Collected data

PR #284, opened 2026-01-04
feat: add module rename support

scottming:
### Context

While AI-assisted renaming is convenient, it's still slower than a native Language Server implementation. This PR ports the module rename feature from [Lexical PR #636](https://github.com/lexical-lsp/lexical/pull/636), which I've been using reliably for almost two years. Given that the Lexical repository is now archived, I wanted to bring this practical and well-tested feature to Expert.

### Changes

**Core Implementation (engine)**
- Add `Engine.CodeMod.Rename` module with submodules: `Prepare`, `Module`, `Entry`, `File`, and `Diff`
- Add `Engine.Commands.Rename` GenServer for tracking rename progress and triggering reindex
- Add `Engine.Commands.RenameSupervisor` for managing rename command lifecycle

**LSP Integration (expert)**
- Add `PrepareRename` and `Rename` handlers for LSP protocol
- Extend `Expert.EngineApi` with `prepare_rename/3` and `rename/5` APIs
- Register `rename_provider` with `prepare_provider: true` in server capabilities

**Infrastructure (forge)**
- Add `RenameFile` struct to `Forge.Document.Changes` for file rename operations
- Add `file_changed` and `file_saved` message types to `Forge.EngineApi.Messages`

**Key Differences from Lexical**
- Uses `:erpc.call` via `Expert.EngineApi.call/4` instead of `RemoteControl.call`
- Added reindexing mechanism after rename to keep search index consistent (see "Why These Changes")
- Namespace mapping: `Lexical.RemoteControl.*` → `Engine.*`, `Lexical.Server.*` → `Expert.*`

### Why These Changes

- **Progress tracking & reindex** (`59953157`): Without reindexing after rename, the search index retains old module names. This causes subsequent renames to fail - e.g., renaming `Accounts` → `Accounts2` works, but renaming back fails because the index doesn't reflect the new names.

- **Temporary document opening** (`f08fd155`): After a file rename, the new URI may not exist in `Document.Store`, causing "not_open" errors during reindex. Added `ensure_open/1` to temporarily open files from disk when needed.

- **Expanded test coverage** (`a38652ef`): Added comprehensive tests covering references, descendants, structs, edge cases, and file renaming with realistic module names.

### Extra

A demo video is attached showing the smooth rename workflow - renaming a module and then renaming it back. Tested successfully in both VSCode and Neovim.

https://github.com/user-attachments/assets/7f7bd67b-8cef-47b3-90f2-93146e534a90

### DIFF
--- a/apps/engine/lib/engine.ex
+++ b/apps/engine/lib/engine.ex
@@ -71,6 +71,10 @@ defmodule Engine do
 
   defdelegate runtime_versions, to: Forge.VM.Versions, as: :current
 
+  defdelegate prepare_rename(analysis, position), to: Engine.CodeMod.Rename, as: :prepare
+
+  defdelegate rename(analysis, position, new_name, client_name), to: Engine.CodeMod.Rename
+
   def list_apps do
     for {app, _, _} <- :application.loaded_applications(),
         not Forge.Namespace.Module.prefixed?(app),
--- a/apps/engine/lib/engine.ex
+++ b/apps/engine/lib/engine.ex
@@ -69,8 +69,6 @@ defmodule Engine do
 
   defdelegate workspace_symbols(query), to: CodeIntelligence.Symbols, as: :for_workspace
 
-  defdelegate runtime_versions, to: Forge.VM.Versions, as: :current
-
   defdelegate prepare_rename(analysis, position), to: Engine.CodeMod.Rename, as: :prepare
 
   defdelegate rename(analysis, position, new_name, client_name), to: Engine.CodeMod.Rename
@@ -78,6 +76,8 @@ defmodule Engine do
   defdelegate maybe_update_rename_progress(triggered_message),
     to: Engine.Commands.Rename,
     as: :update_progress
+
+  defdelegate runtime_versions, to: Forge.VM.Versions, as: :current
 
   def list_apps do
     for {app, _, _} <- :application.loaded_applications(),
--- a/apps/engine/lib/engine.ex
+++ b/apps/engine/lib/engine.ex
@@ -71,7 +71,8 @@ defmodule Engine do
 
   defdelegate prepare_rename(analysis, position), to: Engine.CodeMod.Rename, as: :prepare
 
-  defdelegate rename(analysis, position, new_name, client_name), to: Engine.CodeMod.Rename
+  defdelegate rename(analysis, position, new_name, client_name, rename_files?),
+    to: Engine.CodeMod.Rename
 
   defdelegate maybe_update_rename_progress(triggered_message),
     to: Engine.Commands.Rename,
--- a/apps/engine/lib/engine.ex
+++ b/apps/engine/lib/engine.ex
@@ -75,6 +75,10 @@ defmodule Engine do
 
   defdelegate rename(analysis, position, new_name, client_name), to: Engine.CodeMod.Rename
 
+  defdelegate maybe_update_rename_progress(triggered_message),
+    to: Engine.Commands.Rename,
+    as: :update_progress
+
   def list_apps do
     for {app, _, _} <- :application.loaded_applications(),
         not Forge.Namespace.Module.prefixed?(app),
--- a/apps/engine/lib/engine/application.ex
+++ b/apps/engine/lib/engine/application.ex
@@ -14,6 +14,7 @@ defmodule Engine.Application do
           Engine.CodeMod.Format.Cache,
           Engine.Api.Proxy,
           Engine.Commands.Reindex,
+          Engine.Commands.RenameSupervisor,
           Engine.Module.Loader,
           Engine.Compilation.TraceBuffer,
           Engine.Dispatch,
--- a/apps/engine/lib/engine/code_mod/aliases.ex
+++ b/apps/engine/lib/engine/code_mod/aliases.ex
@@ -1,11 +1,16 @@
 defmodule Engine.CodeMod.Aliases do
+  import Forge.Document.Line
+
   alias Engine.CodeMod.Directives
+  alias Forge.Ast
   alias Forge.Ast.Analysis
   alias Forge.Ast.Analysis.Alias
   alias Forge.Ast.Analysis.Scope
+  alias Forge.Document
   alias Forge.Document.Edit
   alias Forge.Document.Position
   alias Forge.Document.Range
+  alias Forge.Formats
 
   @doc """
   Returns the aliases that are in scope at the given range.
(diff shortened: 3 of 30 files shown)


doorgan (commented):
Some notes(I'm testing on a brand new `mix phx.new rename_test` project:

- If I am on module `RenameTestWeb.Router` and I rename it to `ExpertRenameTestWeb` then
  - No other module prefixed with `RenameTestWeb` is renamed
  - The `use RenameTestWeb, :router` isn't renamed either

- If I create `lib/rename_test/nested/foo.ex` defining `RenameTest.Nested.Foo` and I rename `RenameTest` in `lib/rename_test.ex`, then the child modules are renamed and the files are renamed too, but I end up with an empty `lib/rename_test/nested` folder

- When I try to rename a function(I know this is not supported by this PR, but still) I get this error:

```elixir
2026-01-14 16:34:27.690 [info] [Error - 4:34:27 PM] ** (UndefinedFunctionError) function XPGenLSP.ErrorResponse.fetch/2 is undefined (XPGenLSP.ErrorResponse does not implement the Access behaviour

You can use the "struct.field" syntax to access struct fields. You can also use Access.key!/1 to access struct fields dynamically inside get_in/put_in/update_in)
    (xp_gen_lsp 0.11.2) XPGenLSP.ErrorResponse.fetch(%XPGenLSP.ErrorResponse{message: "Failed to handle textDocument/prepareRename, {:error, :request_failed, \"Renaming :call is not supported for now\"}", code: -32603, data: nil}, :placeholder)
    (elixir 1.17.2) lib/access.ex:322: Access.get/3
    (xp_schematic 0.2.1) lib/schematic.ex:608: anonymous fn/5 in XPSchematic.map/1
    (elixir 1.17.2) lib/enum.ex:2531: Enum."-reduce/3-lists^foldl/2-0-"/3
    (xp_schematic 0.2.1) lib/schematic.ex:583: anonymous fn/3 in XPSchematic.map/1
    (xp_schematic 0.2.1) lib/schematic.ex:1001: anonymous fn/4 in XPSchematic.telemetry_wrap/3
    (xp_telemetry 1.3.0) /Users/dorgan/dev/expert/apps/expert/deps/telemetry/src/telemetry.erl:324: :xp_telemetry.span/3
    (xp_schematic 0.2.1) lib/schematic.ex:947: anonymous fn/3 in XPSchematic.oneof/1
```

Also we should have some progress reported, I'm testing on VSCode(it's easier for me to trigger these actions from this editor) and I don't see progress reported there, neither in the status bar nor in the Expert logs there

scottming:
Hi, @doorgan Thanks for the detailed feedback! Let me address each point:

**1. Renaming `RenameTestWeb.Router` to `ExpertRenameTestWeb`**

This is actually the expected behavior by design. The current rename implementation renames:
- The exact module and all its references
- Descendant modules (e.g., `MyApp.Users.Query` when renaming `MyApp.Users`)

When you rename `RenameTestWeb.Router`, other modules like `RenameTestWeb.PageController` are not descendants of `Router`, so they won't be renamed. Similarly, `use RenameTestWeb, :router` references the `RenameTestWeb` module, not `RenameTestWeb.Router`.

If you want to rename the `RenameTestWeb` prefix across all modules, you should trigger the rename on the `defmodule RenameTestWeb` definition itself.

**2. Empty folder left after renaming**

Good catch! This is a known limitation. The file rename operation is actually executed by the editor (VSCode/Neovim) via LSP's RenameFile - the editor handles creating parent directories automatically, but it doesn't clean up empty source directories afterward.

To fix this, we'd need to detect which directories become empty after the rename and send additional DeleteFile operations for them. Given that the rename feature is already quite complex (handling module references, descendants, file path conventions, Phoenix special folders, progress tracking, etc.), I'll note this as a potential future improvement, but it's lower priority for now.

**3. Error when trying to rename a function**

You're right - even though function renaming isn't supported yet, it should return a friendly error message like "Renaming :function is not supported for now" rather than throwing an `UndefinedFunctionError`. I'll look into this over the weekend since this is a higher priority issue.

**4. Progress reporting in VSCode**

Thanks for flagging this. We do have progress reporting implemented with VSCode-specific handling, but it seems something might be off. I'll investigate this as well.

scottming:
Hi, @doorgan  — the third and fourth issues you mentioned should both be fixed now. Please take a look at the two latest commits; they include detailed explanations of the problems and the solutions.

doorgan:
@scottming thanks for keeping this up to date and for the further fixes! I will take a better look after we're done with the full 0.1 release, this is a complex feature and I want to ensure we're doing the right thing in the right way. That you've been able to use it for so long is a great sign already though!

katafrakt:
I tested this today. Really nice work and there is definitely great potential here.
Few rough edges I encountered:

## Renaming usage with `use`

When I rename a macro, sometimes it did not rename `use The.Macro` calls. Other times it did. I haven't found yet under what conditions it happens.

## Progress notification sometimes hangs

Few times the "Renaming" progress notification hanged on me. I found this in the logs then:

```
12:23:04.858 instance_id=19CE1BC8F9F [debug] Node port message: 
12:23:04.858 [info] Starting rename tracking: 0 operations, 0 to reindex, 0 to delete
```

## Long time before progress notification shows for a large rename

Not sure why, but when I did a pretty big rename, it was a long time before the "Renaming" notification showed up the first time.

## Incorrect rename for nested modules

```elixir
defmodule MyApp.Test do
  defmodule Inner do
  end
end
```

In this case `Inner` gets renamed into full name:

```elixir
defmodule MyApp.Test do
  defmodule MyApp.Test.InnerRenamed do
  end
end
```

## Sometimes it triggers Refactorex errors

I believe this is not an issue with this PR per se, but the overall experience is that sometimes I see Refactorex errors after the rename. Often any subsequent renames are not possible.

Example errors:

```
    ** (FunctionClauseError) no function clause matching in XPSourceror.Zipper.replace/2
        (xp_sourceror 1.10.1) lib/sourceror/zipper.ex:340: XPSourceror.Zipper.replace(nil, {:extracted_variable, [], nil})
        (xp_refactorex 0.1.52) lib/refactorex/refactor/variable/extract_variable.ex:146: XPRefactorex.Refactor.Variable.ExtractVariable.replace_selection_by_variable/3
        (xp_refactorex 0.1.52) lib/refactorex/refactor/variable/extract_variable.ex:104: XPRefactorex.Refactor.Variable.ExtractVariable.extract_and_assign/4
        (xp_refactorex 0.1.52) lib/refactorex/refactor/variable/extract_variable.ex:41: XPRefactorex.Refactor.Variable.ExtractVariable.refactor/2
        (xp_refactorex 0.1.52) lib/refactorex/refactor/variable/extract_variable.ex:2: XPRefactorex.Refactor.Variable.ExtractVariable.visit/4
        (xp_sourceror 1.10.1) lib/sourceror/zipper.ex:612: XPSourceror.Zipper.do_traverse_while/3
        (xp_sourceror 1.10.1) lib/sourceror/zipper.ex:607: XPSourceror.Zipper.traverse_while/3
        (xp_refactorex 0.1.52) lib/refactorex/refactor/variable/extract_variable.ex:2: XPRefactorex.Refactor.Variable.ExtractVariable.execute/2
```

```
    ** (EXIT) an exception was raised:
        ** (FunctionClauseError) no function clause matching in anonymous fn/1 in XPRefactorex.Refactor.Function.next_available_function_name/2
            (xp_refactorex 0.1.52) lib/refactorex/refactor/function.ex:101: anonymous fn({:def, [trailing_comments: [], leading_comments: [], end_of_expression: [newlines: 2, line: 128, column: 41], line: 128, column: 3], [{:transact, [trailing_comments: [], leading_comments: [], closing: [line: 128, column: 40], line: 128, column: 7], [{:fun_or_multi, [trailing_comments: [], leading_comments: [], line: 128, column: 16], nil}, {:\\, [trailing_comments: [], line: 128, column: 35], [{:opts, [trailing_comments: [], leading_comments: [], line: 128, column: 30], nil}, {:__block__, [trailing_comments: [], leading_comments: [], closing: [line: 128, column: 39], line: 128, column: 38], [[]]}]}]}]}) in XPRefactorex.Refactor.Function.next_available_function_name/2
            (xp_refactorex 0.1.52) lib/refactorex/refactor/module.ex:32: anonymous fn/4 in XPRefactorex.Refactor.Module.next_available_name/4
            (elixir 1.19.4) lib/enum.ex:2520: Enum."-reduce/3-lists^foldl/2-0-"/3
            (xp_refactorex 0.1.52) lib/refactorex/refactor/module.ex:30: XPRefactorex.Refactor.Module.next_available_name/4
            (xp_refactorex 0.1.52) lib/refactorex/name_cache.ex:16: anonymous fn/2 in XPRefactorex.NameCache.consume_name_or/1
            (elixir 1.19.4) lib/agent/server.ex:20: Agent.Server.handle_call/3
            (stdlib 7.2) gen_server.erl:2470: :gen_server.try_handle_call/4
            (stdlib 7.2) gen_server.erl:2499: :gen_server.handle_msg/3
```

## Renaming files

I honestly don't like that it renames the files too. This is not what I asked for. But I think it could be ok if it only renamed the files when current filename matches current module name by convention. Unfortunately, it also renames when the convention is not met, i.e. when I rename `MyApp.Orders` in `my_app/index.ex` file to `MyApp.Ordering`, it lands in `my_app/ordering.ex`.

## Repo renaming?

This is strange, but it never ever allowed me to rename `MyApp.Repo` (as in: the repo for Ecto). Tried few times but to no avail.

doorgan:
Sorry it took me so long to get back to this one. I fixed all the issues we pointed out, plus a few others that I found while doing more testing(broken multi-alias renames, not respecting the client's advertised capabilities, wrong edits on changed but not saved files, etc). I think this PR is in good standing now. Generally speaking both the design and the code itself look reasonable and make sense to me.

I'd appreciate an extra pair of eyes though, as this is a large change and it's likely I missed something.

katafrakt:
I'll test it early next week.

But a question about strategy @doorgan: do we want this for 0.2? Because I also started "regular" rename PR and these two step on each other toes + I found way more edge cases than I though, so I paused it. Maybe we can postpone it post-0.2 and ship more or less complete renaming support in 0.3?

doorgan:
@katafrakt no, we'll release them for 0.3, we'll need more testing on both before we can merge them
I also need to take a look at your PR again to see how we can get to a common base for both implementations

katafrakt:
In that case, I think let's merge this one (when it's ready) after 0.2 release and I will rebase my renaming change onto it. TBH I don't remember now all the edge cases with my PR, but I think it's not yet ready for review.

==

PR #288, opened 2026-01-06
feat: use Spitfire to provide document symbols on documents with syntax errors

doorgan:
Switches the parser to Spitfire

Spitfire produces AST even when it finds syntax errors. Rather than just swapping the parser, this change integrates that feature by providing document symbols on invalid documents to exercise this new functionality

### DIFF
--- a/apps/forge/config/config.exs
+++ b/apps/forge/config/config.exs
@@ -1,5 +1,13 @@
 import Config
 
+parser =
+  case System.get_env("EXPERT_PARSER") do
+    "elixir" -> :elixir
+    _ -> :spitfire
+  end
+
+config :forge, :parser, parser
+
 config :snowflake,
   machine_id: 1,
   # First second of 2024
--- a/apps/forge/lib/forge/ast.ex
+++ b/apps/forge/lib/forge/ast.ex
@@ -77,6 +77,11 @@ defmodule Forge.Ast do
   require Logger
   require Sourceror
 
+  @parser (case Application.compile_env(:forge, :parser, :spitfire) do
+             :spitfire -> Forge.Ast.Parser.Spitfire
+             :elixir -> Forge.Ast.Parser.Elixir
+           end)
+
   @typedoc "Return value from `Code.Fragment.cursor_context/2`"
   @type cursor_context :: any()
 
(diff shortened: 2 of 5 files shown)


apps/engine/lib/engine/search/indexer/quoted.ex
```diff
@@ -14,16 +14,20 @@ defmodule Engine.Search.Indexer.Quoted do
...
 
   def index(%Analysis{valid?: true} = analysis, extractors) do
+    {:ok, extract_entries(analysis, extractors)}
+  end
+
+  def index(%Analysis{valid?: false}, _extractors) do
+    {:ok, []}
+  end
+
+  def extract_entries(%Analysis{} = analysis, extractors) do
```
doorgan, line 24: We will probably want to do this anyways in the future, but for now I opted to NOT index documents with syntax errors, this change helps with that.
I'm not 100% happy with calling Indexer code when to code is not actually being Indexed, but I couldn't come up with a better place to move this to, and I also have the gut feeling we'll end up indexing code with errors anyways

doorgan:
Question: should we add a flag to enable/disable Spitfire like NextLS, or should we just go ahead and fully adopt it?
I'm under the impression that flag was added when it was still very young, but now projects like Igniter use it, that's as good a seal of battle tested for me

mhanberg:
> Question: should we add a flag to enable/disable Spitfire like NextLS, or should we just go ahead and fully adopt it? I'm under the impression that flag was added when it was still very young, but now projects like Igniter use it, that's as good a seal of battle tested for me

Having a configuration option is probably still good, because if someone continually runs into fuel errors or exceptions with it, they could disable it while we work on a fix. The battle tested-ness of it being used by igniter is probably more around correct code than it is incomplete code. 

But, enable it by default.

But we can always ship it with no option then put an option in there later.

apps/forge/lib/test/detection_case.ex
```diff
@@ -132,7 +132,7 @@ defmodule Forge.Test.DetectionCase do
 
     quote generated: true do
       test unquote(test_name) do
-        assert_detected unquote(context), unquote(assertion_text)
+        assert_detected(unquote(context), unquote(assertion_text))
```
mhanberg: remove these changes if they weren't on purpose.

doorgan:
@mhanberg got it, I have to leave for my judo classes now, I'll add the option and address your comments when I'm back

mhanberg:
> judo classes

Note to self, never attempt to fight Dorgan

* * *

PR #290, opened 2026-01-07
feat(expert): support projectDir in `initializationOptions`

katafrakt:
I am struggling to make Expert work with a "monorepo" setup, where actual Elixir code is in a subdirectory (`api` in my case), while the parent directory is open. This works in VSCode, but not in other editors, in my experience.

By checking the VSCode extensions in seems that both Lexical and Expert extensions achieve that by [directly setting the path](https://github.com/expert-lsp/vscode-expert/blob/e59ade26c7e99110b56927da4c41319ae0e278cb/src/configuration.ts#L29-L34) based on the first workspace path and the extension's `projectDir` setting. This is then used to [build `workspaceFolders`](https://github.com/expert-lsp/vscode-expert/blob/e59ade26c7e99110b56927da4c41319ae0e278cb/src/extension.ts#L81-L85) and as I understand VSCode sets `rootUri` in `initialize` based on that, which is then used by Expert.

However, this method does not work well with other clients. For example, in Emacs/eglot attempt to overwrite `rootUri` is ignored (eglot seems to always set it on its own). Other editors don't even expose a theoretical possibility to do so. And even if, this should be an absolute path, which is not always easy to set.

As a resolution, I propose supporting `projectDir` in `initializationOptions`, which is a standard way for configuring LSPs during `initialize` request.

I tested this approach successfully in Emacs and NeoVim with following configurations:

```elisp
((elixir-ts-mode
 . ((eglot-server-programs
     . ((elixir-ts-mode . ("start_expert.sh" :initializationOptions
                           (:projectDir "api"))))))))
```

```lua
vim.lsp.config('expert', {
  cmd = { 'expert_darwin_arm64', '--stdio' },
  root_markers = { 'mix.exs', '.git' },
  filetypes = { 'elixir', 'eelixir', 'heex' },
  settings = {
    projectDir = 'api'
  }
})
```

# TASK ITEM
List every line above that holds the word "classes".

# RESPONSE AREA
@mhanberg got it, I have to leave for my judo classes now, I'll add the option and address your comments when I'm back
> judo classes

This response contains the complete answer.